Taja Kramberger - Biography

Biography

Born in Ljubljana, but lived in her childhood (between age 4 and 11) at the seaside – in the bilingual town of Koper-Capodistria near Trieste. She has finished there 4 years of primary school (Pinko Tomažič), and then moved with a family to Ljubljana, where she has finished primary and secondary school Gimnazija Bežigrad. She obtained BA from history at the University of Ljubljana (1997), and took the position of a postgraduate young researcher at the Institutum Studiorum Humanitatis (abr. ISH) in Ljubljana. After the transition changes, when lucrative and socially applicable science was placed in the first plan at the ISH, she has left the institution (2004), and moved to Koper-Capodistria, where a new University of Primorska has started its route. She still lives and works in Koper. She is married to Drago Braco Rotar, Slovenian sociologist, historical anthropologist and translator.

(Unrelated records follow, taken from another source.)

PR #2355, opened 2019-01-07
Alignment done on Editing Details Component

hardy1334:
## Before the Pull Request ##
* Test out your changes manually to confirm that it all works and search for bugs.
* Run the specs for any Ruby files you changed, along with the feature specs that are related to your changes. Optionally, you can run the entire test suite locally (`rake spec`).

* If the PR is not complete but you want feedback on it or you just want to trigger a build, include `[WIP]` in the title to indicate work-in-progress, and add comments about anything you're stuck on. Edit the title when it's ready.

## After the PR ##
    * Fix any failures.


ragesoss:
There a bunch of unrelated changes (formatting, renaming of the example application.yml). This PR should only include the changes for the issue at hand.

It looks like the fix is to shorten the interface message that was wrapping? I think we should keep that interface message as-is, if possible, and find an HTML/CSS solution to prevent that unecessary wrapping.

hardy1334:
@ragesoss  I'll look into that

hardy1334:
@ragesoss it has been updated,please can you have a look at it 
screenshot from 2019-01-08 21-10-37

ragesoss:
Hmm... having a look at the behavior a little more closely, this alignment issue is tied to window size. I don't like the idea of changing the margin throughout the whole Details interface, and it also still doesn't solve the alignment problem for narrower windows.
10px left margin

Instead, I think we need that interface message to be able to extend out beyond the date segment to the time segment as well. The label is inside the same element as the first input, and could probably be moved outside of that instead. The place to do that change is the DatePicker component.

hardy1334:
@ragesoss  probably now I'll try to do it by doing some changes in Datepicker component

hardy1334:
screenshot from 2019-01-09 23-00-21

hardy1334:
screenshot from 2019-01-09 23-03-05

app/assets/stylesheets/modules/_course.styl
```diff
@@ -199,6 +199,7 @@ rating(color)
 
     .course-details
       width 90%
+      max-width 920px
```
ragesoss: This section is part of the media query, and only applies below 920px screen width. The max-width should be in the same class as the changed width above.

app/assets/stylesheets/modules/_course.styl
```diff
@@ -159,7 +159,7 @@ rating(color)
     z-index 1
 
   .course-details
-    width 50%
+    width 80%
```
ragesoss: Making this 90%, along with the max-width, is a little better I think.

hardy1334: Sorry for the discrepency,I'll change that

app/assets/stylesheets/modules/_course.styl
hardy1334: I'll change it

PR #2367, opened 2019-01-09
Redirect when users visit /update_locale/:locale to change languages

ragesoss:
This will save a bit of confusion when we direct users to update their locale via https://dashboard.wikiedu.org/update_locale/en

### DIFF
--- a/app/controllers/users/locale_controller.rb
+++ b/app/controllers/users/locale_controller.rb
@@ -11,6 +11,7 @@ class Users::LocaleController < ApplicationController
     if request.method == 'POST'
       render json: { success: true }
     else
+      flash[:notice] = 'Locale preference updated!'
       redirect_to '/'
     end
   end
--- a/app/controllers/users/locale_controller.rb
+++ b/app/controllers/users/locale_controller.rb
@@ -1,0 +1,31 @@
+# frozen_string_literal: true
+class Users::LocaleController < ApplicationController
+  before_action :require_signed_in
+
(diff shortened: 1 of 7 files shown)


ragesoss:
@bwreid is there anything you'd do differently here? I want to learn what I can from you while your eyes are still fresh on this codebase!

bwreid:
Looks pretty solid to me! Should we do anything for users that end up [at the wrong place](https://github.com/WikiEducationFoundation/WikiEduDashboard/blob/7c62faab08998bd193bf8e1eb590806d7d98be5e/app/controllers/users_controller.rb#L30-L33) as well?

As a side note, I'm assuming users get here just based off of something a staff member tells them?

ragesoss:
@bwreid I don't think the failure condition really needs any special handling; it should be extremely rare, is likely to be confusing no matter what.

Yeah, someone asks about it maybe once a term or less, and just point them to https://dashboard.wikiedu.org/update_locale/en

ragesoss:
I guess one possible approach to improve that would be to insert the language picker even on dashboard.wikiedu.org _if the user's locale is not English_.

ragesoss:
I had second thoughts about it. I think it might be weird to have that language picker show up by default, then you change your language to English (because it's there, so you are invited to play around with it), and after that it's gone. I think if we went that route, it would be more like:

* show language picker if user locale is not English *or* if user has an explicit locale preference set on their user record.

PR #2368, opened 2019-01-09
Update referral question on /onboarding/supplementary page

bwreid:
- Update question from open-ended to radio buttons
- Conditionally include text area for users to add more details
- Include components level tests, controllers tests, and integration tests
referral


ragesoss:
Looks good!

PR #2371, opened 2019-01-10
Fix course description bug where field resets to initial state

bwreid:
Ended up being a real simple change.  :)

This test also correctly fails with the previous code but now passes.

### DIFF
--- a/app/assets/javascripts/utils/course_utils.js
+++ b/app/assets/javascripts/utils/course_utils.js
@@ -178,14 +178,23 @@ const CourseUtils = class {
 
   newCourseStats(oldCourse, newCourse) {
     return {
-      createdCount: oldCourse.created_count !== newCourse.created_count,
-      editedCount: oldCourse.edited_count !== newCourse.edited_count,
-      editCount: oldCourse.edit_count !== newCourse.edit_count,
-      studentCount: oldCourse.student_count !== newCourse.student_count,
-      wordCount: oldCourse.character_sum_human !== newCourse.character_sum_human,
-      viewCount: oldCourse.view_count !== newCourse.view_count,
-      uploadCount: oldCourse.upload_count !== newCourse.upload_count
+      created_count: oldCourse.created_count !== newCourse.created_count,
+      edited_count: oldCourse.edited_count !== newCourse.edited_count,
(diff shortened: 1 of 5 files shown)


app/assets/javascripts/utils/course_utils.js
```diff
@@ -187,6 +188,16 @@ const CourseUtils = class {
       uploadCount: oldCourse.upload_count !== newCourse.upload_count
     };
   }
+
+  // Given a course and camelized stats from the above `newCourseStats`
+  // function, return only the key-value pairs of what needs to be updated
+  // in the course.
+  courseStatsToUpdate(course, newStats) {
+    const decamelizedStats = decamelizeKeys(newStats);
```
ragesoss: hmm... I'm okay with this, but I don't really like the indirection here.

The camelCase values happen to correspond to the snake_case ones that newStats uses, but that's because it mirrors the coupling that is present in CourseStats, where the camelCase values are used for class names. The snake_case values are still what the course object is keeping as properties, and what is being rendered in CourseStats.

Ultimately, I think the right way to fix all these snake_case properties is to change it at the interface between Ruby and JavaScript... that is, at the point where we generate the JSON.

bwreid: I'd agree that just switching the casing here is not great. I did it this way to try and minimize the impact elsewhere... but I'm totally down to make more changes.

A small first step could just be to change the `course_stats.jsx` to use snake_case versions. I think that would get rid of any need to change any casing in this function and would modify the `newCourseStats` function to just use snake_case. If that seems acceptable, I can make those changes to this PR.

Agreed, the right way would be to pick a casing for the frontend and make sure everything fits that convention. I think there's an opportunity to solve this and #2015 at the same time. We could build a request module that uses `fetch` and camelizes any response from the API.

yarn.lock
```diff
@@ -6853,6 +6853,11 @@ https-proxy-agent@^2.2.1:
     agent-base "^4.1.0"
     debug "^3.1.0"
 
+humps@^2.0.1:
```
ragesoss: This got left behind.

bwreid: Yikes, sorry bout that. Updated now.

PR #2374, opened 2019-01-11
Separate course_creator component into child components

Cressence:
## Before the Pull Request ##
* Test out your changes manually to confirm that it all works and search for bugs.
* Run the specs for any Ruby files you changed, along with the feature specs that are related to your changes. Optionally, you can run the entire test suite locally (`rake spec`).

* If the PR is not complete but you want feedback on it or you just want to trigger a build, include `[WIP]` in the title to indicate work-in-progress, and add comments about anything you're stuck on. Edit the title when it's ready.

## After the PR ##
    * Fix any failures.

### DIFF
--- a/app/assets/javascripts/components/course_creator/clone_course.jsx
+++ b/app/assets/javascripts/components/course_creator/clone_course.jsx
@@ -1,0 +1,12 @@
+import React from 'react';
+
+const CloneCourse = ({ cloneClasss, chooseNewCourseAction, showCloneChooserAction, createLabel, cloneLabel }) => {
+  return (
+    <div className={cloneClasss}>
+      <button className="button dark" onClick={chooseNewCourseAction}>{createLabel}</button>
+      <button className="button dark" onClick={showCloneChooserAction}>{cloneLabel}</button>
+    </div>
+  );
+};
+
+export default CloneCourse;
--- a/app/assets/javascripts/components/course_creator/course_creator.jsx
+++ b/app/assets/javascripts/components/course_creator/course_creator.jsx
@@ -16,7 +16,7 @@ import Modal from '../common/modal.jsx';
 import CourseUtils from '../../utils/course_utils.js';
 import CourseDateUtils from '../../utils/course_date_utils.js';
 import CourseType from './course_type.jsx';
-import CloneCourse from './clone_course.jsx';
+import NewOrClone from './new_or_clone.jsx';
 import ReuseExistingCourse from './reuse_existing_course.jsx';
 import CourseForm from './course_form.jsx';
 
@@ -273,7 +273,7 @@ const CourseCreator = createReactClass({
           <div className="wizard__panel active" style={formStyle}>
             <h3>{CourseUtils.i18n('creator.create_new', this.state.course_string_prefix)}</h3>
             <p>{instructions}</p>
-            <CloneCourse
+            <NewOrClone
               cloneClasss={cloneOptions}
               chooseNewCourseAction={this.chooseNewCourse}
               showCloneChooserAction={this.showCloneChooser}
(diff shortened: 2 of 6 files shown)


app/assets/javascripts/components/course_creator/clone_course.jsx
```diff
@@ -0,0 +1,12 @@
+import React from 'react';
+
+const CloneCourse = ({ cloneClasss, chooseNewCourseAction, showCloneChooserAction, createLabel, cloneLabel }) => {
```
ragesoss: Maybe call this NewOrClone, or something else that will make it easy for us to remember what it's for?

Cressence: It is for the screen which is displayed asking the user to either create new course or clone existing course when the create course button is clicked.

ragesoss: Right. So I think 'CloneCourse' may be confusing, as I might assume it's a component focused on choosing a course to clone, or filling out the details to finalize cloning a course, rather than choosing whether to clone a course or start from scratch.

ragesoss:
Looks like the build is failing because of an unused variable, `chooseNewCourseAction`.

Cressence:
> Looks like the build is failing because of an unused variable, `chooseNewCourseAction`.

The variable is actually used.
selection_009

ragesoss:
@psinghal20 @ihsavru if either of you have a chance to review this, that would be fabulous.

ihsavru:
@Cressence this.courseSelect is undefined after you moved out the logic for `ReuseExistingCourse`
https://github.com/WikiEducationFoundation/WikiEduDashboard/blob/84053f37f4e33614d063642a70ecf21faf424532/app/assets/javascripts/components/course_creator/course_creator.jsx#L204

ihsavru:
@Cressence this.courseSelect is undefined, therefore, the tests are failing. Did you try cloning in your local server? I'm trying to do that but doesn't work for me. You might want to look into the ref of your `ReuseExistingCourse` component.

app/assets/javascripts/components/course_creator/course_creator.jsx
```diff
@@ -448,101 +272,41 @@ const CourseCreator = createReactClass({
...
+              courseSelect={reuseCourseSelect}
+              options={options}
+              useThisClassAction={this.useThisClass}
+              cloneThisLabel={CourseUtils.i18n('creator.clone_this', this.state.course_string_prefix)}
+              cancelCloneAction={this.cancelClone}
+              cancelLabel={CourseUtils.i18n('cancel', this.state.course_string_prefix)}
+            />
+            <CourseForm
+              courseFormClass={courseFormClass}
+              course_utils={CourseUtils}
```
ragesoss: `CourseUtils` is just an import, so there's no reason to pass it down as a prop rather than import it in the child component.

app/assets/javascripts/components/course_creator/course_creator.jsx
```diff
@@ -448,101 +272,41 @@ const CourseCreator = createReactClass({
...
+              string_prefix={this.state.course_string_prefix}
```
ragesoss: For consistent style, you can make this `stringPrefix` instead of `string_prefix`.

ragesoss:
@Cressence This a solid start at refactoring CourseCreator.

I think there's a little more that could be done to push functions down to the components that use them, in cases where only one component uses that function. Since many of the functions are built out of the basic functions like `updateCourse`, you could just pass down the basic function, and move the derivative function into the child component. `updateCourseDates` and `updateCourseType` are two that jump out as appropriate for that type of refactoring. The smaller we can make `CourseCreator` itself, the better.

PR #2377, opened 2019-01-11
Bug fix for keyboard navigation on training module pages

bwreid:
I am _still_ trying to get some of these JS tests to be useful, but in the meantime we should just put this up.  :)

### DIFF
--- a/spec/features/training_tool_spec.rb
+++ b/spec/features/training_tool_spec.rb
@@ -101,6 +101,15 @@ describe 'Training', type: :feature, js: true do
       expect(tmu.reload.last_slide_completed).to eq(module_2.slides.second.slug)
     end
 
+    it 'allows for navigation with the left and right buttons' do
+      click_link 'Start'
+      expect(page).to have_content('Page 1 of')
+      find('html').native.send_keys :right
+      expect(page).to have_content('Page 2 of')
+      find('html').native.send_keys :left
+      expect(page).to have_content('Page 1 of')
+    end
+
     it 'sets the module completed on viewing the last slide' do
       login_as(user, scope: :user)
       sleep 1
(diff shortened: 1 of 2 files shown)


spec/features/training_tool_spec.rb
```diff
@@ -101,6 +101,17 @@
       expect(tmu.reload.last_slide_completed).to eq(module_2.slides.second.slug)
     end
 
+    it 'allows for navigation with the left and right buttons' do
+      click_link 'Start'
+      sleep 1.5
+      tmu = TrainingModulesUsers.find_by(user_id: user.id, training_module_id: module_2.id)
```
ragesoss: What's this for?

spec/features/training_tool_spec.rb
```diff
@@ -101,6 +101,17 @@
...
+      expect(find('body').text).to have_content('Page 1 of')
```
ragesoss: Is there any benefit to `find('body').text` over `page` here? I usually use `expect(page).to have_content`, just because it is closer to English.

spec/features/training_tool_spec.rb
```diff
@@ -101,6 +101,17 @@
       expect(tmu.reload.last_slide_completed).to eq(module_2.slides.second.slug)
     end
 
+    it 'allows for navigation with the left and right buttons' do
+      click_link 'Start'
+      sleep 1.5
```
ragesoss: I think with `page`, at least, the sleep won't be needed.

spec/features/training_tool_spec.rb
ragesoss: Oh, I see... copied from the other examples.

I think the sleep is only necessary because we want to find a record that got created (and later, updated) when the user clicked start. But for just testing navigation, we can skip anything to do with the database altogether, and also avoid the sleep delay.

PR #2380, opened 2019-01-13
add react-select in yes_no_selector

shivanshbindal9:
private
timeline_enabled
This adds react-select in both private and time_enabled.


app/assets/javascripts/components/overview/yes_no_selector.jsx
```diff
@@ -11,10 +13,15 @@ const YesNoSelector = createReactClass({
     editable: PropTypes.bool,
     updateCourse: PropTypes.func.isRequired
   },
-
-  _handleChange(e) {
+  componentWillMount() {
```
ragesoss: This can probably be done in `componentDidMount` rather than `componentWillMount`, which is not the recommend way to do it any longer: https://reactjs.org/docs/react-component.html#mounting

app/assets/javascripts/components/overview/yes_no_selector.jsx
```diff
@@ -11,10 +13,15 @@ const YesNoSelector = createReactClass({
...
+    this.setState({
+      selectedOption: { value: this.props.course[this.props.courseProperty] ? 'yes' : 'no', label: this.props.course[this.props.courseProperty] ? 'yes' : 'no' },
```
ragesoss: This would be a good time to add i18n support to the yes/no labels.

ragesoss: You can probably also refactor this to only do `this.props.course[this.props.courseProperty] ? 'yes' : 'no'` once.

app/assets/javascripts/components/overview/yes_no_selector.jsx
shivanshbindal9: Can we do it by getInitialState function ? https://reactjs.org/docs/react-without-es6.html

app/assets/javascripts/components/overview/yes_no_selector.jsx
shivanshbindal9: When I am using I18n to translate 'yes' to various languages it is showing not found. So, how should I add translation of 'yes' in various languages. @ragesoss

ragesoss:
@shivanshbindal9 can you rebase this? Hopefully the build will pass after this is rebased; it was failing because of an unrelated issue.

app/assets/javascripts/components/overview/yes_no_selector.jsx
ragesoss: Yes, getInitialState should work fine.

app/assets/javascripts/components/overview/yes_no_selector.jsx
ragesoss: You'd need to add them to the default locale file, `config/locales/en.yml`. They should probably go in the `application` section, with keys of `yes` and `no`.

shivanshbindal9:
Can you please review the changes @ragesoss .

ragesoss:
This looks mostly solid. One thing I noticed while testing it out, which I now realize also applies to other instances of using React-Select, is that it behaves differently from a native select in terms of which option is selected by default when you open the dropdown.

For example, clicking this input with the native `select` automatically shows the the current value as the selected one, and using `tab` to exit that input results in no change to the selection.

no

With the version from this PR, the first option is always the active one, even if a different value is the current selection, and using tab to exit the input then results in selecting a different option than what it had previously.

no yes

I think this has a high chance of causing problems with accidental changes. Is there a way to make it behave like the native version here?

shivanshbindal9:
recomended_changes
I have made both the changes. Now, the first option will not be active and also on using tab to exit the value does not changes.

ragesoss:
Thanks! I'll likely review this sometime next week, unless someone else can do so earlier.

Beside in literature and historical anthropology she was/is engaged in civil actions and confrontations against clientelism and corruption in the scientific domain in the frames of Slovenia (in May 2000 she co-directed together with Sabina Mihelj a big public manifestation in Ljubljana against corrupted politics of the Ministry of Science and Technology; in 2004 she fought against illegal takeover of the institution ISH; in 2010 she again was a militant contra the total neoliberalization, venalization and degradation of the university as an autonomous institution and against the decomoposition of its fundamental scientific disciplines at the Faculty of Human Sciences Koper, University of Primorska; for the later see web:-site Save the University: ).

The same changes occurred also in the literary field in Slovenia. In 2004 when a writer and translator Iztok Osojnik as a director of the Vilenica International Literary Festival was ousted from the position of Vilenica's director at the Slovenian Writers’ Union (SWU), she was among the minority who supported him against mostly State maintained elite and regime supported writers and authors, meanwhile majority of writers remained quiet – also around two ardently debated subjects of growing nationalism and humiliation of women writers and translators in the frames of the SWU. (Polemics, which lasted the whole summer and autumn of 2004, was published in the review Apokalipsa, no. 84/85, 2004.) After that she distanced herself from the SWU’s network and writes literature by her own vocation and ethical standards.